--- Supplied data Enclosed Below ---
PR #120, opened 2023-10-18
Fix PyPy compilation

astrofrog:
When compiling with PyPy, it looks like _typeobject is already defined by PyPy itself - this causes the conda-forge build to fail since it includes PyPy builds: https://github.com/conda-forge/pyerfa-feedstock/pull/31/checks?check_run_id=17819660419

This PR does the simple fix of making sure we don't redefine _typeobject if we are using PyPy which should be harmless for CPython.

I'm also adding PyPy wheels here to see if they are fast enough to build as this would be a good regression test in itself and would also be nice to provide PyPy wheels.

### DIFF
--- a/.github/workflows/ci_workflows.yml
+++ b/.github/workflows/ci_workflows.yml
@@ -129,13 +129,18 @@ jobs:
         - cp3*-manylinux_x86_64
         - cp3*-musllinux_x86_64
         - cp3*-manylinux_aarch64
+        - pp3*-manylinux_x86_64
+        - pp3*-manylinux_aarch64
         # MacOS X wheels - we deliberately do not build universal2 wheels.
         # Note that the arm64 wheels are not actually tested so we
         # rely on local manual testing of these to make sure they are ok.
         - cp3*macosx_x86_64
         - cp3*macosx_arm64
+        - pp3*macosx_x86_64
+        - pp3*macosx_arm64
         # Windows wheels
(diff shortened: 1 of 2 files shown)


astrofrog:
The PyPy wheel builds fail without the patch here, let's make sure they pass now.

astrofrog:
For now I've made it so that we only build wheels for PyPy versions where there are Numpy wheels as I think that is a reasonable compromise (otherwise we have to build Numpy from source on PyPy and we need to add a bit of complexity to get that to work). Then we match what Numpy does and we also ensure that PyERFA does build with PyPy without going over the top.

astrofrog:
Ok I think this is fine now and ready for review.

Once/if this is merged, I would suggest tagging a new bugfix release so that we can fix the conda build (https://github.com/conda-forge/pyerfa-feedstock/pull/31)

mhvk (approved):
I hope at some point in the not too distant future we can just require newer gcc and be done with it, but for now this is very nice!

mhvk:
p.s. I'm happy to have a pyerfa 2.0.1.1 with as main `CHANGES.rst` entry that we ensured things build for PyPy.

avalentino (approved):
LGTM

mhvk:
Great! With two approvals, I'll go ahead and merge this, and make a new release that also includes a fix for #123 (which is quite serious)

Issue #119, opened 2023-10-14
Remove constraint on numpy in pyproject.toml?


mhvk:
In #111, a constraint on numpy was added to `pyproject,toml`,
https://github.com/liberfa/pyerfa/blob/1903739c3e971938c4b4e0e4994d3e3f6039ba71/pyproject.toml#L6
--- End of Enclosed Supplied data ---
In the data above, find the line that contains "I'm also adding" and the line that contains "# MacOS X wheels". Repeat exactly those lines and every line between them, and only those.

I'm also adding PyPy wheels here to see if they are fast enough to build as this would be a good regression test in itself and would also be nice to provide PyPy wheels.

### DIFF
--- a/.github/workflows/ci_workflows.yml
+++ b/.github/workflows/ci_workflows.yml
@@ -129,13 +129,18 @@ jobs:
         - cp3*-manylinux_x86_64
         - cp3*-musllinux_x86_64
         - cp3*-manylinux_aarch64
+        - pp3*-manylinux_x86_64
+        - pp3*-manylinux_aarch64
         # MacOS X wheels - we deliberately do not build universal2 wheels.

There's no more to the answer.